6 Rule 1.1 of professional conduct provides that: "a lawyer shall provide competent representation to a client. Competent representation requires the legal knowledge, skill, thoroughness, and preparation reasonably necessary for the representation." Rule 1.2 (a) states: "a lawyer shall seek the lawful objectives of his or her client through reasonably available means permitted by law and these rules. ..." Rule 1.3 provides: "A lawyer shall act with reasonable diligence and promptness in representing a client. A lawyer should represent the client zealously within the bounds of the law."

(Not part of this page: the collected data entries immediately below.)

PR #752, opened 2022-01-01
Find more tempdirs

scop:
See individual commits for details.

### DIFF
--- a/rules/tempfiles.go
+++ b/rules/tempfiles.go
@@ -23,19 +23,41 @@ import (
 
 type badTempFile struct {
 	gosec.MetaData
-	calls gosec.CallList
-	args  *regexp.Regexp
+	calls       gosec.CallList
+	args        *regexp.Regexp
+	argCalls    gosec.CallList
+	nestedCalls gosec.CallList
 }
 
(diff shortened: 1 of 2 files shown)


ccojocar:
@scop Please could you have a look, the build is failing?

ccojocar (approved):

ccojocar:
@scop Please could you rebase your branch? The test should run now after upgrading ginkgo.

ccojocar (approved):

scop:
Rebased.

ccojocar:
@scop There is a test failing when the unit tests are executed second time for generating the coverage. Please could you have a look? It might be related to the existing temp files which doesn't get cleaned up after first tests execution.

scop:
At least the latter of the two commits (which I didn't originally intend to include here but decided eventually otherwise and hastily ported over from another branch) added a test case but failed to bump the number of expected hits, that's fixed now. Not sure why it'd manifest just as a coverage failure, as it's a clear bug. Anyway should be taken care of now.

ccojocar (approved):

7 Mass. R. Prof. R. 1.15 (e), as appearing in 426 Mass. 1301, 1363 (1997), effective 1/1/98 through 6/30/04, provides: "each lawyer who has a law office in this Commonwealth and who holds trust funds shall deposit such funds, as appropriate, in one of two types of interest-bearing accounts, either a (i) pooled account ('IOLTA account') for all trust funds which in the judgment of the lawyer are nominal in amount, or are to be held for a short period of time, or (ii) for all other trust funds, an individual account with the interest payable as directed by the client.. . . .”

8 Rule 1.4 of professional conduct provides that (a) a lawyer shall keep a client reasonably informed about the statute of a matter and promptly comply with reasonable requests for information; and (b) a lawyer shall explain a matter to the extent reasonably necessary to permit the client to make informed decisions regarding the representation.

9 Rule 8.4 (d) deems in professional misconduct to engage in conduct that is prejudicial to the administration of justice.

10 The special hearing officer recommended indefinite suspension over disbarment based at least in part on his finding that Abelson made continuous efforts at restitution.